*Requirement*.
Check each line of the entries. Copy the ones that contain the string "empty".

===

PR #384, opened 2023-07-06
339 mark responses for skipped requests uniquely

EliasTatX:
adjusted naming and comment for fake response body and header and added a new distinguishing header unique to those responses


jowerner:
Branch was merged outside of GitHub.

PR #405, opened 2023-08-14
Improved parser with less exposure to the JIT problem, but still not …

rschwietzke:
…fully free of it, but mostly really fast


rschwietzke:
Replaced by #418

===

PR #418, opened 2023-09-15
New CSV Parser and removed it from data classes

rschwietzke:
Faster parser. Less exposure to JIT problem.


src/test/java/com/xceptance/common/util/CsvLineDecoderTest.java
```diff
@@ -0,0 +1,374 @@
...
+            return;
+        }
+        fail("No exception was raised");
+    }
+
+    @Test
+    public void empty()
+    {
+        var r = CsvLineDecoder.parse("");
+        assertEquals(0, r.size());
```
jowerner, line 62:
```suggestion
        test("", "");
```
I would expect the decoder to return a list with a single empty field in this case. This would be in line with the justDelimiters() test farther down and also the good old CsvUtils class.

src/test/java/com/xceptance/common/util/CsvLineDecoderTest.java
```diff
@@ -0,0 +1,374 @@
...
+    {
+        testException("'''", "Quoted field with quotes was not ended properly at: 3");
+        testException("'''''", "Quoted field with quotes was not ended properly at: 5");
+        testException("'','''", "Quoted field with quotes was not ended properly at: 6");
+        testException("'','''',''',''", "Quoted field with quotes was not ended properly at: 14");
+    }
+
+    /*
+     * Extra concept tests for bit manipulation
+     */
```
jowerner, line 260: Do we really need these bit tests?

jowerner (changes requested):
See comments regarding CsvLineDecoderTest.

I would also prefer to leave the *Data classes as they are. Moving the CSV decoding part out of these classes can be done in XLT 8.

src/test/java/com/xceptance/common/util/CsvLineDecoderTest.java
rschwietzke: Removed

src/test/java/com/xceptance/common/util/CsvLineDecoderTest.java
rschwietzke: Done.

===

*The completed task*.
+    public void empty()
I would expect the decoder to return a list with a single empty field in this case. This would be in line with the justDelimiters() test farther down and also the good old CsvUtils class.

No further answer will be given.